▶ [What the task asks]
Please go through the records below and return every line holding the word "tbennun".

[Recorded information — start]

PR #2325, opened 2023-09-21
Fixed multiple bugs in data store

bvanessen:
Fixed a bug in the data store where the call to get_empty_node was not
using a proper mutex for the m_data structure.

Added additional instances of locking to avoid thread race conditions.

Fixed shared memory segment so that only rank 0 on a node will try to unlink it.

### DIFF
--- a/src/data_store/data_store_conduit.cpp
+++ b/src/data_store/data_store_conduit.cpp
@@ -131,11 +131,11 @@ data_store_conduit::~data_store_conduit()
   if (m_profile) {
     m_profile->close();
   }
-  if (m_is_local_cache && m_mem_seg) {
+  if (m_is_local_cache && m_mem_seg && m_comm->get_rank_in_node() == 0) {
     int sanity = shm_unlink(m_seg_name.c_str());
     if (sanity != 0) {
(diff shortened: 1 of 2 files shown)


src/data_store/data_store_conduit.cpp
```diff
@@ -131,11 +131,11 @@ data_store_conduit::~data_store_conduit()
...
   }
-  if (m_is_local_cache && m_mem_seg) {
+  if (m_is_local_cache && m_mem_seg && m_comm->get_rank_in_node() == 0) {
     int sanity = shm_unlink(m_seg_name.c_str());
     if (sanity != 0) {
       std::cout << "\nWARNING: shm_unlink failed in "
-                   "data_store_conduit::~data_store_conduit()\n";
+	"data_store_conduit::~data_store_conduit() for name " << m_seg_name.c_str() << "\n";
     }
     sanity = munmap(reinterpret_cast<void*>(m_mem_seg), m_mem_seg_length);
```
tbennun, line 140: should this be done on all ranks? also, before shm_unlink?

tbennun (changes requested):
Unlink process might be buggy

tbennun (approved):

[Recorded information — finish]

▶ [Response box]
tbennun, line 140: should this be done on all ranks? also, before shm_unlink?
tbennun (changes requested):
tbennun (approved):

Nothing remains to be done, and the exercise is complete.